Sentencia 18186 de mayo 23 de 2002 

CORTE SUPREMA DE JUSTICIA 

SALA DE CASACIÓN PENAL

Sentencia 18186 de 2002 

Aprobado Acta Nº 55

Magistrado Ponente

Dr. Fernando E. Arboleda Ripoll

Bogotá, D.C., Veintitrés de mayo de dos mil dos.

EXTRACTOS: «Resuelve la Corte el recurso extraordinario de casación interpuesto contra la Sentencia de 22 de septiembre de 2000, mediante la cual el Tribunal Superior de Antioquia condenó a los procesados Donata Magdalena Paszek, Malgorzata Anna Maslak, Andrzej Kopaczewski y Slawomir Rafael Kolodziejczyk, de nacionalidad polaca, a la pena principal privativa de la libertad de 9 años de prisión, como coautores responsables de infringir la prohibición contenida en el numeral 1º del artículo 33 de la Ley 30 de 1986, con la agravación prevista en el artículo 38.3 ejusdem.

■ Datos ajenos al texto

PR #725, opened 2022-08-07
[inductor] Add aten.roll lowering

jansel:
Needed by swin_base_patch4_window7_224

### DIFF
--- a/tests/test_torchinductor.py
+++ b/tests/test_torchinductor.py
@@ -2574,6 +2574,20 @@ class CommonTemplate:
             expected_kernel = 6
         self.assertEqual(torchinductor.metrics.generated_kernel_count, expected_kernel)
 
+    def test_roll(self):
+        def fn(a):
+            return (
+                aten.roll(a, [-3, 10], [1, 2]),
+                aten.roll(a, [5]),
+            )
+
+        self.common(
+            fn,
+            [
+                torch.randn([2, 56, 56, 16]),
+            ],
+        )
+
 
 if HAS_CPU:
 
--- a/torchinductor/lowering.py
+++ b/torchinductor/lowering.py
@@ -485,6 +485,9 @@ def roll(a, shifts, dims=tuple()):
         dims = (dims,)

Hechos y actuación procesal

El 9 de agosto de 1995, en el aeropuerto José María Córdoba del Municipio de Rionegro (Antioquia), la policía aeroportuaria encontró en las cuatro maletas de viaje que presentaron para su revisión los pasajeros Donata Magdalena Paszek, Malgorzata Anna Maslak, y Slawomir Rafael Kolodziejczyk, quienes se disponían a abordar el vuelo 309 de Avianca con destino Bogotá-Leticia, sendos paquetes debidamente empacados con cinta adhesiva dentro de un doble fondo, contentivos todos de cocaína clorhidrato. En vista de que no hablaban español, se buscó en el aeropuerto un intérprete, siendo localizado Andrzej Kopaczewski, quien ofreció sus servicios. Al serle solicitados los documentos de identificación y comprobarse su nacionalidad polaca, las autoridades empezaron a interrogarlo, generándose una situación de malestar y tensión que lo llevó a tomar la decisión de no continuar colaborando, después de manifestar que no conocía las ciudadanas detenidas. Esto llevó a las autoridades a revisar la lista de pasajeros del vuelo 309, estableciendo que Andrzej Kopaczewski tenía el mismo itinerario de las personas detenidas, y que en el mismo vuelo también viajaba Kczistof Bogdan Pyszel, de nacionalidad igualmente polaca, quien ya había abordado el avión. Se estableció igualmente que el equipaje de estos últimos ya había sido aforado, y se encontraba conformado por dos maletas y un maletín. En vista de ello, se ordenó retirarlos del avión y revisarlos, hallando en el interior de las dos primeras, dentro de un falso fondo elaborado en lámina de aluminio, sendos paquetes con cocaína clorhidrato. La sustancia incautada en las seis (6) maletas arrojó un peso total neto de 9.679.15 gramos. En poder de Andrzej Kolodziejczyk y Krzistof Bogdan Pyszel fueron hallados 19.580 y 420 dólares, respectivamente (fls. 1-2, 10-11, 178-180, cdno. 1).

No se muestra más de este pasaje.